夢モデルわくわくストーリー

舞台(ぶたい)の“かがやき”は人の人生までもかがやかせる 舞台女優(ぶたいじょゆう) 青山 弥生さん 劇団四季

青山 弥生さん

みんなの力が1つになる舞台に感激(かんげき)

小さないなか町に住んでいた子どものころ,年に数回,学校の講堂(こうどう)で上演(じょうえん)される劇(げき)をとても楽しみしていました。また母が女優だったこともあり,小さなころからピアノや日本舞踊(ぶよう)を習い,方言(ほうげん)を直すために教科書の音読もしていました。そしてあるとき,舞台を見ていてふと気づいたのです。劇というのは俳優(はいゆう)さんだけでなく,照明・音きょう・大道具さんなど,たくさんの人が力を合わせて1つの作品を手がけ,感動を生み出していることを。“なんてすばらしいお仕事でしょう!” もともと歌うことが好きだったわたしは,自分も作り手の一人として,舞台俳優になりたいと強く思うようになったのです。

客席と舞台が1つになるしゅんかん


『マンマ・ミーア』ロージー役
撮影:下坂敦俊

劇というのは,日常生活とはまったくちがう世界が幕(まく)の向こうに待っています。幕の開いたとたん,何百,何千人というお客さまと舞台が1つにつながり,劇それぞれの世界【農村や海の中など】が広がっていきます。また舞台の上では,子どもになったり,おばあさんになったり,ときにはおさるさんになったりします。そしてそれを見るお客さまも,わたしを本当の子どもやおばあさん,さるだと信じ,劇の世界を共に生きるのです。ここにいるお客さまは,今日良い事があったかもしれないし,悪い事があったかもしれない。いろいろな思いをかかえ,劇場に足を運んでいる。だから“舞台を見ているこのいっしゅんだけでも,劇の世界へ共に旅をしよう。

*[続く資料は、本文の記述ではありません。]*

PR #230, opened 2024-03-26
perf: instance types cache

### LINKED ISSUE #226: perf: cache fully initialized instance types

Fully initialized instance types (as returned by instanceTypeProvider.List) need to be cached. 

* This needs to be done with a new cache, which would cache the _fully initialized_ instance type list for a given set of inputs. (A convenient way to think about it is "per NodePool", but in reality, a set of inputs may be shared between different nodepools.)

かかえているいろいろな思いはいったん置いて,またここからいっしょにスタートしたい”そんな気持ちがあふれてくるのです。

劇が生み出す元気や勇気


『ライオンキング』ラフィキ役
撮影:TAKERU ©Disney

劇団四季の『ライオンキング』をむすめさんとごらんになったお父さまから,あるとき手紙が届(とど)きました。小学校6年生のむすめさんが,お友だちをイジメからかばったことで逆(ぎゃく)にイジメられるようになり,不登校になってしまったと。そんなとき『ライオンキング』を見たかの女は「わたしはシンバと同じ」と言い,『ライオンキング』にしか心を開かなくなってしまったというのです。そこでわたしはかの女に会い,「勉強のためだけだったら学校に行かなくていい。だけど,大人になったら絶対(ぜったい)一人では生きていけないから『集団(しゅうだん)生活』を学ぶ場所としては大切だね。」と伝えました。それからかの女はくり返し舞台を見に来るうちに,シンバから勇気をもらい,学校に行けるようになったというのです。この話を聞いて本当にうれしくなりました。劇を見ることは,人間が生きるためになくてはならないものではありません。でも,なやんだり落ちこんだときに,劇を見ることで元気が出たり,勇気がわいたら,それはとてもすばらしいこと。そのために,これからも舞台を作りつづけたいと思います。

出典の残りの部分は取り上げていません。